If you find it starts giving you some problems, pick up a can of CRC Quick Dry Electronic Cleaner (autoparts stores) and/or CAIG DeoxIT (autoparts, maybe Radio Shack). You might have to open up the case to your flash, but then just hose all of the circuitry down (with the batteries removed). Let it dry completely, then you should be good to go.

Many years ago, I worked in a TV repair shop to gain some experience with electronics, and we used a product called Blue Shower. I don't know if they even still make it. I think it contained Freon, but it was a very powerful cleaner and dryer. If you mistakenly over-sprayed onto your finger, it would turn white and the skin would fall off a few days later...just the outside layer. 
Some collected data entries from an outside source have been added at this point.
PR #2935, opened 2022-09-22
Bump base deps

BenTheElder:
containerd 1.6.8
cri-tools 1.25.0


BenTheElder:
Kubernetes e2e suite: [It] [sig-storage] Downward API volume should update annotations on modification [NodeConformance] [Conformance] 

PR #2938, opened 2022-09-23
misc: adding String() to KinD provider interface

yibozhuang:
Providers should be required to implement the fmt.Stringer String() API since the provider string representation is used by the --provider-id in the kubeadmin config.

See: https://github.com/kubernetes-sigs/kind/blob/main/pkg/cluster/internal/create/actions/config/config.go#L71

Otherwise, new providers will see the kubeadm config generated with the full struct representation
of the provider which can be an invalid yaml

Signed-off-by: Yibo Zhuang <yibzhuang@gmail.com>

### DIFF
--- a/pkg/cluster/internal/create/actions/config/config.go
+++ b/pkg/cluster/internal/create/actions/config/config.go
@@ -66,7 +66,7 @@ func (a *Action) Execute(ctx *actions.ActionContext) error {
 	// create kubeadm init config
 	fns := []func() error{}
 
-	provider := fmt.Sprintf("%s", ctx.Provider)
+	provider := ctx.Provider.String()
 	configData := kubeadm.ConfigData{
 		NodeProvider:         provider,
 		ClusterName:          ctx.Config.Name,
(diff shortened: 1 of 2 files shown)


BenTheElder:
Please see the comments on the current usage.

we don't want more code depending on the string method.

BenTheElder:
Only the first part of the value is only used externally to identify if it is a kind cluster (`kind:///`), the rest is an internal detail and is not stable or standardized or meant to be used by external consumers, and isn't used internally by kind.

The value after the prefix is just something that seemed reasonable for future use, and needs to be per-node unique.

I don't think we should make string-ify-ing part of the general documented API, and String() often represents more than just the type, if we want to formalize this we should probably add .Name() or something.

And even then, this is the *only* use case for it in the code, we should maybe instead require the node provider to provide a node ID API.

BenTheElder:
P.S. thanks for the PR, this certainly is code smell at the moment :-)

BenTheElder:
If you're interested in pursuing this further, please file an issue where we can discuss the approach.

I think this PR is not how we want to handle it, thanks anyhow though!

I'm glad you were able to salvage your flash. Those aren't cheap.


----------



## msjinkzd (May 12, 2007)

No they are not cheap, lol. I have done this TWICE now. I think I need some velcro gloves, or maybe to take my time a little more


----------



## SpecGrrl (Jul 26, 2012)

Yay rice!!!!!


----------



## bigstick120 (May 23, 2005)

Cut some acrylic that you only use when using over head flash. I have several pieces that I use for this. 10.00 in acrylic is WAY better then a couple 100+ for a new flash gun!


----------



## msjinkzd (May 12, 2007)

yea, i just have about 75 tanks and get lazy, lol. No excuse really. I need velcro mitts


----------



## xenxes (Dec 22, 2011)

Any wet electronics = quickly take out the batteries and wait for it to completely dry before turning it on. Smaller things you can leave sitting in a jar of rice which'll soak up the excess moisture  Glad it didn't break!


----------



## TickleMyElmo (Aug 13, 2009)

STEP 1: Go to Home Depot

STEP 2: Purchase "Eggcrate" Lighting Diffuser Sheet (In the Lighting Section)
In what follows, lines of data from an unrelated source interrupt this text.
PR #2940, opened 2022-09-26
doc: readme 0.16

raphaelauv:


BenTheElder:
we also need to do the docs, there's a data file for those

PR #2941, opened 2022-09-26
kindnetd remove wrong routes

chrischdi:
This adds logic to kindnetd to remove routes which do not match the expected gateway address for an (Pod)CIDR.

I'm currently working at
- https://github.com/kubernetes-sigs/cluster-api/issues/3728

Cluster API uses kindnetd as CNI for lots of e2e tests.

As of today, kindnetd only adds new routes and does never delete orphaned routes.

This could lead to the following situation in the workload Cluster created by Cluster API when kindnetd is used as CNI:
* a new Node joins the cluster which:
  * re-uses a PodCIDR of a deleted node
  * but has a different internal IP address compared to the deleted node
* All nodes which already had the route via the old node won't get the new route and pod to pod communication is broken

Broken pod to pod communication may include kube-apiserver to webhook communication, which is the case I detected during my tests.

### DIFF
--- a/images/kindnetd/cmd/kindnetd/routes.go
+++ b/images/kindnetd/cmd/kindnetd/routes.go
@@ -34,15 +34,31 @@ func syncRoute(nodeIP string, podCIDRs []string) error {
 			return err
 		}
 
-		// Check if the route exists to the other node's PodCIDR
+		// Declare the wanted route.
 		routeToDst := netlink.Route{Dst: dst, Gw: ip}
-		route, err := netlink.RouteListFiltered(nl.GetIPFamily(ip), &routeToDst, netlink.RT_FILTER_DST)
+		// List all routes which have the same dst set.
+		// RouteListFiltered ignores the gw for filtering because of the passed filterMask.
+		routes, err := netlink.RouteListFiltered(nl.GetIPFamily(ip), &routeToDst, netlink.RT_FILTER_DST)
 		if err != nil {
 			return err
 		}
 
+		// Check if the wanted route exists and delete wrong routes
+		found := false
+		for _, route := range routes {
+			if routeToDst.Gw.Equal(ip) {
+				found = true
+				continue
+			}
+			// Delete wrong route because of invalid gateway.
+			klog.Infof("Removing invalid route %v\n", route)
+			if err := netlink.RouteDel(&route); err != nil {
+				return err
+			}
+		}
+
 		// Add route if not present
-		if len(route) == 0 {
+		if !found {
 			klog.Infof("Adding route %v \n", routeToDst)
 			if err := netlink.RouteAdd(&routeToDst); err != nil {
 				return err
--- a/pkg/build/nodeimage/const_cni.go
+++ b/pkg/build/nodeimage/const_cni.go
@@ -20,7 +20,7 @@ package nodeimage
 The default CNI manifest and images are our own tiny kindnet
 */
 
-const kindnetdImage = "docker.io/kindest/kindnetd:v20220726-ed811e41"
+const kindnetdImage = "docker.io/kindest/kindnetd:v20220927-ce36d7c0"
 
 var defaultCNIImages = []string{kindnetdImage}
 


neolit123:
i was not aware capi uses kindnet for e2e.
node rotation is out of scope for kind, but for kubeadm e2e (also uses kindnet) we wanted to eventually test node addition / removal mainly around stacked etcd sustainability.

in any case, unclear if this is desired.

/cc @aojea

images/kindnetd/cmd/kindnetd/routes.go
```diff
@@ -24,30 +24,49 @@ import (
...
+	// List all routes to the other node's PodCIDR
+	routeToDst := netlink.Route{Dst: dst, Gw: gw}
+	routes, err := netlink.RouteListFiltered(nl.GetIPFamily(gw), &routeToDst, netlink.RT_FILTER_DST)
+	if err != nil {
+		return err
+	}
+
+	// Check if the route exists to the other node's PodCIDR and delete invalid routes
+	for _, route := range routes {
+		// Skip creation of a route if there is gateway matches the expected.
```
neolit123, line 53:
```suggestion
		// Skip creation of a route if there is gateway which matches the expected.
```
?

images/kindnetd/cmd/kindnetd/routes.go
```diff
@@ -24,30 +24,49 @@ import (
 	"k8s.io/klog/v2"
 )
 
-func syncRoute(nodeIP string, podCIDRs []string) error {
+func syncRoutes(nodeIP string, podCIDRs []string) error {
```
aojea, line 27: why don't we modify `syncRoute`only?

aojea: ah, ok, nevermind,

images/kindnetd/cmd/kindnetd/routes.go
```diff
@@ -24,30 +24,49 @@ import (
...
+func syncRoute(podCIDR string, gw net.IP) error {
+	// parse subnet
+	dst, err := netlink.ParseIPNet(podCIDR)
+	if err != nil {
+		return err
+	}
+
+	// List all routes to the other node's PodCIDR
+	routeToDst := netlink.Route{Dst: dst, Gw: gw}
+	routes, err := netlink.RouteListFiltered(nl.GetIPFamily(gw), &routeToDst, netlink.RT_FILTER_DST)
```
aojea, line 46: does this list the default route to? the 0.0.0.0 ?

aojea: puff, I'm asleep today, forget the comment, this is the same as before

aojea: hmm, but this will only list the routes that match `dst`and `gw`, you want to obtain only the routes that match destination and all the gateways

chrischdi: The `RouteListFiltered` is called with the mask `netlink.RT_FILTER_DST` which results in returning all routes which have the same `dst` as the given `routeToDst`. All other values of the Route are ignored during filtering.

aojea: I see, so it was wrong before

chrischdi: Example:

Consider the following active routing information:
```
$ ip -4 r
default via 172.18.0.1 dev eth0
172.18.0.0/16 dev eth0 proto kernel scope link src 172.18.0.6
192.168.0.0/24 via 172.18.0.7 dev eth0
192.168.1.0/24 via 172.18.0.5 dev eth0
192.168.3.0/24 via 172.18.0.7 dev eth0
192.168.4.0/24 via 172.18.0.9 dev eth0
192.168.5.0/24 via 172.18.0.5 dev eth0
192.168.6.0/24 via 172.18.0.4 dev eth0
192.168.8.0/24 via 172.18.0.9 dev eth0
```

* `syncRoutes("172.18.0.9", []string{"192.168.6.0/24"})`:
  * `netlink.RouteListFiltered` returns the following element: `192.168.6.0/24 via 172.18.0.4 dev eth0`
  * old implementation: would have skipped adding the new route which should look like `192.168.6.0/24 via 172.18.0.9 dev eth0`, if it even tried adding a new route, it would not have worked because there is already a route to `192.168.6.0/24` (error: `RTNETLINK answers: File exists`)
  * The new implementation removes `192.168.6.0/24 via 172.18.0.4 dev eth0` first and adds the new route instead

As visible in the example output above: there may still be orphaned routes, but they get recycled if the gateway IP changes.

images/kindnetd/cmd/kindnetd/routes.go
```diff
@@ -24,30 +24,49 @@ import (
...
+	if err != nil {
+		return err
+	}
+
+	// Check if the route exists to the other node's PodCIDR and delete invalid routes
+	for _, route := range routes {
+		// Skip creation of a route if there is gateway which matches the expected.
```
aojea, line 53: I think we should just continue, i.e., let's say the route is 10.0.0.0/8 and the new gw 192.168.1.1, if we have
```
10.0.0.0/8 via 192.168.1.1
10.0.0.0/8 via 192.168.1.5
```
despite we have the right route we want to delete the other route too

images/kindnetd/cmd/kindnetd/routes.go
```diff
@@ -24,30 +24,49 @@ import (
...
+		if route.Gw.Equal(gw) {
+			return nil
```
aojea, line 55: https://github.com/kubernetes-sigs/kind/pull/2941/files#r980086210

```suggestion
			continue
```

images/kindnetd/cmd/kindnetd/routes.go
```diff
@@ -24,30 +24,49 @@ import (
...
-			return err
+func syncRoute(podCIDR string, gw net.IP) error {
+	// parse subnet
+	dst, err := netlink.ParseIPNet(podCIDR)
+	if err != nil {
+		return err
+	}
+
+	// List all routes to the other node's PodCIDR
+	routeToDst := netlink.Route{Dst: dst, Gw: gw}
```
aojea, line 45: should we omit my previous mistake of using the gw?

images/kindnetd/cmd/kindnetd/routes.go
aojea: hmm, we have to add some boolean to indicate that we found it, to avoid to create it after the loop

images/kindnetd/cmd/kindnetd/routes.go
chrischdi: you're right 👍

images/kindnetd/cmd/kindnetd/routes.go
aojea: yes, yes, I'm a bit slow today, I see what you mean and I agree this reconciles it correctly, is just we never care about the case routes changed 🙃

images/kindnetd/cmd/kindnetd/routes.go
chrischdi: I think we can make the func easier.

We can expect to only have one route to our dst right?

So instead of using a for loop here, we could check for the length and have the following 4 cases:

* `len(routes) > 1`: --> error / unexpected
* `len(routes) == 1 && equal`: --> return nil
* `len(routes) == 1 && not equal`: --> remove and add route
* `len(routes) == 0`: add route

chrischdi: Another solution:
 
 ave two calls to `netlink.RouteListFiltered`
 * the first to check if a route exists which matches gateway and dst: if so we can return early
 * the second to get the list of routes which only match dst: to remove them all
 * as third step add the new route

images/kindnetd/cmd/kindnetd/routes.go
chrischdi: The `routeToDst` is still used for creating the route, but I'm ok with dropping the gw here and inline the definition below (where gw is included).

images/kindnetd/cmd/kindnetd/routes.go
aojea: the loop is not expensive and is easier to read, specially for people not used to networks. Also, we can solve the "routes > 1" , it is very cheap 

```
// myroute is the route we want to install
found := false
for _, r := routes {
   if r == myroute {
        found = true
   } else {
       delete(r)
   }
}
if !found {
  createRoute(myroute)
}
```

kindnet is a "toy" CNI, I prefer to keep it simple so "new" people to CNIs can

chrischdi:
Thank you very much for your review and guidance @aojea 👍 

I also inlined the func again because as you outlined correctly, we can't just do an early return.

images/kindnetd/cmd/kindnetd/routes.go
chrischdi: Updated the comment for `RouteListFiltered` and `routeToDst`

images/kindnetd/cmd/kindnetd/routes.go
chrischdi: Updated the parts to use continue and the boolean variable 👍

images/kindnetd/cmd/kindnetd/routes.go
```diff
@@ -34,15 +34,30 @@ func syncRoute(nodeIP string, podCIDRs []string) error {
...
+		routes, err := netlink.RouteListFiltered(nl.GetIPFamily(ip), &routeToDst, netlink.RT_FILTER_DST)
 		if err != nil {
 			return err
 		}
 
+		// Check if the wanted route exists and delete wrong routes
+		found := false
+		for _, route := range routes {
+			if routeToDst.Gw.Equal(ip) {
+				continue
```
aojea, line 50:
```suggestion
                                 found = true
				continue
```

chrischdi: 🙈

aojea:
/lgtm
/hold

because we have to build the image to run it in the CI, this code is not being exercised right now on the CI

@BenTheElder can you PTAL

BenTheElder (commented):
kind is generally -1 on adding code paths to support things we don't support (a tautology if you will!) but this change is small and seems reasonable and useful for multiple projects in-org.

+1 to antonio's review thus far :-)
/approve

BenTheElder:
/assign
rebasing, bumping kindneted

BenTheElder:
OK, all of the prow CI jobs (not github actions) should run with this now.

aojea:
/lgtm
/hold cancel
Thanks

STEP 3: Place over top of tank

STEP 4: Place flash on Eggcrate

STEP 5: No more swimming flashes!

It's what I do


----------



## Patriot (Dec 22, 2010)

Why not put it in a plastic bag. I'm sure that it work affect the flash one bit, plus it would float. People who take pictures in the rain do this.


----------



## onekraz3 (May 24, 2012)

Thats awesome with your flash.. Few weeks ago I was cleaning my tank and put my samsung s2 on the rim without thinking and knocked it in with the siphon tube. Quickly turn it off and stuck it in a warming rice cooker.. Just heard it works . Weeks later im still using it hopefully nothing suddenly fries like the last phone my son dunked in water. All fish seem unaffected by the way.

Sent from my SAMSUNG-SGH-I727 using Tapatalk 2


----------



## msjinkzd (May 12, 2007)

I think what I am going to do is construct some sort of wrist strap for it. It is not reasonable for me to cut glass, acrylic, or egg crate to fit the massive quantity of tanks that i have. I will figure something out, i DO know I don't want to do that again, lol


----------



## rodcuda (Jul 25, 2012)

Just cut one piece to use with the flash. Attach it to the flash with a piece of string to avoid the temptation of using it without it.


----------



## rodcuda (Jul 25, 2012)

By the way. When will you hove some otos?


----------



## msjinkzd (May 12, 2007)

yea, i could do that. Issue is the range of my tank size is 5g to 220g. Some tanks are short end out, some are long ways- makes it tricky for a one size fits all that is maneuverable enough to be useful.


----------



## Geniusdudekiran (Dec 6, 2010)

First off, you're lucky that twice, you've avoided electric shock -- capacitors in those things are quite powerful (I've been shocked inadvertently with one before) and they're no joke...

Secondly, maybe you should make some sort of floatation device for it so it floats while facing down? PVC frame with inflated tube balloons or something? Depends how heavy it is.

Either way, awesome story!


----------